The physical files of the native MySQL database only exist on a single server and there is a big difference between a distributed database; physical backup tools (Xtrabackup, etc.) are not suitable for the SQL instance layer of the giant sequoia database. Logical backup tools (mysqldump, mysqlpump, mydumper) are completely applicable. The following uses mysqldump and mydumper as examples.

1. Use of mysqldump tool

mysqldump is a logical backup tool that comes with MySQL. Its backup principle is to connect to the MySQL database through a protocol, query the data that needs to be backed up, and convert the queried data into the corresponding insert statement.

The advantages of mysqldump are simplicity and flexibility, clear data format, easy editing, and different levels of backup. The disadvantage of mysqldump is that the backup process is serialized and cannot be backed up in parallel, which is slower.

  • mysqldump common parameter description

  • Use mysqldump to implement database backup, common scenarios
(1) :
mysqldump -h 192.168.3.6 -P 3306  -u root -p root123456  -A >/backup/all.sql
(2) 
mysqldump --h 192.168.3.6 -P 3306  -u root -p root123456  -B  1  2 >/backup/database.sql
(3) 
Mysqldump -h 192.168.3.6 -P 3306  -u root -p root123456     1  2>/backup/table.sql
(4)mysqldump 
mysql -h 192.168.3.6 -P 3306  -u root -p root123456 </backup/all.sql;
 
MySQL>source/backup/all.sql 

2. Use of mydumper&myloader tools

mydumper&myloader is an open source (GNU GPLv3) tool for multi-threaded backup and recovery of MySQL databases. The developers mainly come from MySQL, Facebook and SkySQL companies, and are currently developed and maintained by Percona.

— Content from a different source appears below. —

PR #86, opened 2019-03-08
DM-18329: Add jointcal wcs and photoCalib templates.

erykoff:


policy/lsstCamMapper.yaml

  • Description of common parameters of mydumper:

  • Description of common parameters of myloader:

  • Example: backup and restore sbtest
$time mydumper -h 192.168.3.6 -P 3306  -u root -p root123456 -t 6  -c  -e -B sbtest -o/home/data/
$time myloader -h 192.168.3.6 -P 3306  -u root -p root123456 -t 6 -B sbtest -o -d/home/data 

summary

In addition to some of the technical points introduced above, we can also choose third-party backup software or data backup all-in-one machine for centralized data backup management in actual applications; realize real-time and regular backup of databases, files, operating systems, and virtual machines . Here, everyone can also interact with us and share some experiences of using third-party tools and software for data recovery and backup.

Data backup and recovery is a compulsory course for all DBAs and system operators. In a distributed environment, although distributed databases have different mechanisms to ensure data security, data backup and recovery are still special in the production environment. One important point that needs to be paid attention to, and I hope everyone must be proficient in it.